■ WORK ITEM: Word for word, give the entries back.

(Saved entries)
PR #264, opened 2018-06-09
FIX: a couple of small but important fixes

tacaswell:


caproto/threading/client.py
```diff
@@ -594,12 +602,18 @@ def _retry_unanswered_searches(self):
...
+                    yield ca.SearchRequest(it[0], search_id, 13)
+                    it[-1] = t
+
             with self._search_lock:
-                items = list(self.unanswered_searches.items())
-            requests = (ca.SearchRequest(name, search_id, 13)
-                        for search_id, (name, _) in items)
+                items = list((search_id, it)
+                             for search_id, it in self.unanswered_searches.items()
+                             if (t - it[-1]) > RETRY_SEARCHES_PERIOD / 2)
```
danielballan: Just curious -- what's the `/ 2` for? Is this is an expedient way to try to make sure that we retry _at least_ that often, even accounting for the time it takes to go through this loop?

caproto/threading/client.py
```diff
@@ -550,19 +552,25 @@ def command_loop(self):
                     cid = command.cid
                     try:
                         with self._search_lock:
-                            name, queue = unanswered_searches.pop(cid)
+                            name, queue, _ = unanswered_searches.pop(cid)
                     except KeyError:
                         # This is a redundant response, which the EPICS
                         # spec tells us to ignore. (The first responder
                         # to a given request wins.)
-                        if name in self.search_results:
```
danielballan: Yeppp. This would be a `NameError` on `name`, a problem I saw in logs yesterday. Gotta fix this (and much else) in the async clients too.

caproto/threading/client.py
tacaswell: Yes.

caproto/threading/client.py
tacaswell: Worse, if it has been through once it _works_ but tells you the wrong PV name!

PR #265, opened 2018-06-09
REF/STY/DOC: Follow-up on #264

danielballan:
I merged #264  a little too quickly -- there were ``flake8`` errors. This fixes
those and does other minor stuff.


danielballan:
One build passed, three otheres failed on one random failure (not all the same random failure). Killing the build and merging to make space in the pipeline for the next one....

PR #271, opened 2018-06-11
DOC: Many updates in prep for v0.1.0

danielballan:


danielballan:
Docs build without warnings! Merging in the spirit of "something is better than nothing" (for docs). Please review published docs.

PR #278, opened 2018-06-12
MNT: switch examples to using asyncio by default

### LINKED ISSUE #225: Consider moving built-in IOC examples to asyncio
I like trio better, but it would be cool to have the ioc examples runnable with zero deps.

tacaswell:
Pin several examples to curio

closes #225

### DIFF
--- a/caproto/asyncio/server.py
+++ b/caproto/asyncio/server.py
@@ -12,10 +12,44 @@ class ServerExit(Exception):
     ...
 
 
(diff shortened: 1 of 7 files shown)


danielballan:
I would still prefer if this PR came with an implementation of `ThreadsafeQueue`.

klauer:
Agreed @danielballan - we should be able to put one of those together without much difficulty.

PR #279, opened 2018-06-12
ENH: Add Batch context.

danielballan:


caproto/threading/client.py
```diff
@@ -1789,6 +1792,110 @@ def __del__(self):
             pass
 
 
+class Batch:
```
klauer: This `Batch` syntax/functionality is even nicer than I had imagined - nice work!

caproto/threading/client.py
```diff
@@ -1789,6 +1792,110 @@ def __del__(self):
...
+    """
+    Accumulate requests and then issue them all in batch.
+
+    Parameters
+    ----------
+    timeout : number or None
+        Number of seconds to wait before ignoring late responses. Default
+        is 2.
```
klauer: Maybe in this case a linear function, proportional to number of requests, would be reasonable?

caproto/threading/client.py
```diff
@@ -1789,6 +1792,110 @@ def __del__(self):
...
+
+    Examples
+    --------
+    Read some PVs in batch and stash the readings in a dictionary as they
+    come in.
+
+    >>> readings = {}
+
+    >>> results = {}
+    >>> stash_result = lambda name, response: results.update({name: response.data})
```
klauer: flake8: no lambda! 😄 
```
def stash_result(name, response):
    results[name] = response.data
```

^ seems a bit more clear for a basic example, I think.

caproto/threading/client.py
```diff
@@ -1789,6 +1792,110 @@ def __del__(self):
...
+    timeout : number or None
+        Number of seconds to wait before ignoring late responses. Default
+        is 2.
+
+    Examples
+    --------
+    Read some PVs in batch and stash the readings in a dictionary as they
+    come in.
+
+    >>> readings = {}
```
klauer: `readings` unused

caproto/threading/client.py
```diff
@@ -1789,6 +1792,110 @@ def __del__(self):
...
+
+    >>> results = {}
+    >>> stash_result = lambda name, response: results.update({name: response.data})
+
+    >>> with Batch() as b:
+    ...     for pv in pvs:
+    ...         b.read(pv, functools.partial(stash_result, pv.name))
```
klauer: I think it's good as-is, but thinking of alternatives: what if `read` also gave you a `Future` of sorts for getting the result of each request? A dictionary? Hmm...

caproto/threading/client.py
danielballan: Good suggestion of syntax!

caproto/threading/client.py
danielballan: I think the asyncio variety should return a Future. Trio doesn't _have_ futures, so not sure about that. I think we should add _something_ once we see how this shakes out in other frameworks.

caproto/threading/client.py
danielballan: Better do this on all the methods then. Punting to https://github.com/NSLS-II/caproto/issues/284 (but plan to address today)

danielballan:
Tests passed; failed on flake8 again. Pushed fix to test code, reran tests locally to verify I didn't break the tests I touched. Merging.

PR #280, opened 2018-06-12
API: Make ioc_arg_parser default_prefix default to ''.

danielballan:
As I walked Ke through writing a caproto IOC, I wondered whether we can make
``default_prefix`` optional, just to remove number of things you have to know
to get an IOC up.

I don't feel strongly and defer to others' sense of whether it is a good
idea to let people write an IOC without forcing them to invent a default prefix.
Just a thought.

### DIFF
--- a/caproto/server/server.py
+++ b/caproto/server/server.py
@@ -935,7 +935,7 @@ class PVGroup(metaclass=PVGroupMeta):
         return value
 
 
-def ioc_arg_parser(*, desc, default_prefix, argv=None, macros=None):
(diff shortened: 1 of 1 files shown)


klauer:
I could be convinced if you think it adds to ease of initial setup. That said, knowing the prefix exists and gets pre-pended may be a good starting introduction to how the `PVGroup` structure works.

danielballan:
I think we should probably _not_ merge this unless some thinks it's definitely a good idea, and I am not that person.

■ ANSWER TO THIS TASK:
PR #264, opened 2018-06-09
FIX: a couple of small but important fixes

tacaswell:


caproto/threading/client.py
```diff
@@ -594,12 +602,18 @@ def _retry_unanswered_searches(self):
...
+                    yield ca.SearchRequest(it[0], search_id, 13)
+                    it[-1] = t
+
             with self._search_lock:
-                items = list(self.unanswered_searches.items())
-            requests = (ca.SearchRequest(name, search_id, 13)
-                        for search_id, (name, _) in items)
+                items = list((search_id, it)
+                             for search_id, it in self.unanswered_searches.items()
+                             if (t - it[-1]) > RETRY_SEARCHES_PERIOD / 2)
```
danielballan: Just curious -- what's the `/ 2` for? Is this is an expedient way to try to make sure that we retry _at least_ that often, even accounting for the time it takes to go through this loop?

caproto/threading/client.py
```diff
@@ -550,19 +552,25 @@ def command_loop(self):
                     cid = command.cid
                     try:
                         with self._search_lock:
-                            name, queue = unanswered_searches.pop(cid)
+                            name, queue, _ = unanswered_searches.pop(cid)
                     except KeyError:
                         # This is a redundant response, which the EPICS
                         # spec tells us to ignore. (The first responder
                         # to a given request wins.)
-                        if name in self.search_results:
```
danielballan: Yeppp. This would be a `NameError` on `name`, a problem I saw in logs yesterday. Gotta fix this (and much else) in the async clients too.

caproto/threading/client.py
tacaswell: Yes.

caproto/threading/client.py
tacaswell: Worse, if it has been through once it _works_ but tells you the wrong PV name!

PR #265, opened 2018-06-09
REF/STY/DOC: Follow-up on #264

danielballan:
I merged #264  a little too quickly -- there were ``flake8`` errors. This fixes
those and does other minor stuff.


danielballan:
One build passed, three otheres failed on one random failure (not all the same random failure). Killing the build and merging to make space in the pipeline for the next one....

PR #271, opened 2018-06-11
DOC: Many updates in prep for v0.1.0

danielballan:


danielballan:
Docs build without warnings! Merging in the spirit of "something is better than nothing" (for docs). Please review published docs.

PR #278, opened 2018-06-12
MNT: switch examples to using asyncio by default

### LINKED ISSUE #225: Consider moving built-in IOC examples to asyncio
I like trio better, but it would be cool to have the ioc examples runnable with zero deps.

tacaswell:
Pin several examples to curio

closes #225

### DIFF
--- a/caproto/asyncio/server.py
+++ b/caproto/asyncio/server.py
@@ -12,10 +12,44 @@ class ServerExit(Exception):
     ...
 
 
(diff shortened: 1 of 7 files shown)


danielballan:
I would still prefer if this PR came with an implementation of `ThreadsafeQueue`.

klauer:
Agreed @danielballan - we should be able to put one of those together without much difficulty.

PR #279, opened 2018-06-12
ENH: Add Batch context.

danielballan:


caproto/threading/client.py
```diff
@@ -1789,6 +1792,110 @@ def __del__(self):
             pass
 
 
+class Batch:
```
klauer: This `Batch` syntax/functionality is even nicer than I had imagined - nice work!

caproto/threading/client.py
```diff
@@ -1789,6 +1792,110 @@ def __del__(self):
...
+    """
+    Accumulate requests and then issue them all in batch.
+
+    Parameters
+    ----------
+    timeout : number or None
+        Number of seconds to wait before ignoring late responses. Default
+        is 2.
```
klauer: Maybe in this case a linear function, proportional to number of requests, would be reasonable?

caproto/threading/client.py
```diff
@@ -1789,6 +1792,110 @@ def __del__(self):
...
+
+    Examples
+    --------
+    Read some PVs in batch and stash the readings in a dictionary as they
+    come in.
+
+    >>> readings = {}
+
+    >>> results = {}
+    >>> stash_result = lambda name, response: results.update({name: response.data})
```
klauer: flake8: no lambda! 😄 
```
def stash_result(name, response):
    results[name] = response.data
```

^ seems a bit more clear for a basic example, I think.

caproto/threading/client.py
```diff
@@ -1789,6 +1792,110 @@ def __del__(self):
...
+    timeout : number or None
+        Number of seconds to wait before ignoring late responses. Default
+        is 2.
+
+    Examples
+    --------
+    Read some PVs in batch and stash the readings in a dictionary as they
+    come in.
+
+    >>> readings = {}
```
klauer: `readings` unused

caproto/threading/client.py
```diff
@@ -1789,6 +1792,110 @@ def __del__(self):
...
+
+    >>> results = {}
+    >>> stash_result = lambda name, response: results.update({name: response.data})
+
+    >>> with Batch() as b:
+    ...     for pv in pvs:
+    ...         b.read(pv, functools.partial(stash_result, pv.name))
```
klauer: I think it's good as-is, but thinking of alternatives: what if `read` also gave you a `Future` of sorts for getting the result of each request? A dictionary? Hmm...

caproto/threading/client.py
danielballan: Good suggestion of syntax!

caproto/threading/client.py
danielballan: I think the asyncio variety should return a Future. Trio doesn't _have_ futures, so not sure about that. I think we should add _something_ once we see how this shakes out in other frameworks.

caproto/threading/client.py
danielballan: Better do this on all the methods then. Punting to https://github.com/NSLS-II/caproto/issues/284 (but plan to address today)

danielballan:
Tests passed; failed on flake8 again. Pushed fix to test code, reran tests locally to verify I didn't break the tests I touched. Merging.

PR #280, opened 2018-06-12
API: Make ioc_arg_parser default_prefix default to ''.

danielballan:
As I walked Ke through writing a caproto IOC, I wondered whether we can make
``default_prefix`` optional, just to remove number of things you have to know
to get an IOC up.

I don't feel strongly and defer to others' sense of whether it is a good
idea to let people write an IOC without forcing them to invent a default prefix.
Just a thought.

### DIFF
--- a/caproto/server/server.py
+++ b/caproto/server/server.py
@@ -935,7 +935,7 @@ class PVGroup(metaclass=PVGroupMeta):
         return value
 
 
-def ioc_arg_parser(*, desc, default_prefix, argv=None, macros=None):
(diff shortened: 1 of 1 files shown)


klauer:
I could be convinced if you think it adds to ease of initial setup. That said, knowing the prefix exists and gets pre-pended may be a good starting introduction to how the `PVGroup` structure works.

danielballan:
I think we should probably _not_ merge this unless some thinks it's definitely a good idea, and I am not that person.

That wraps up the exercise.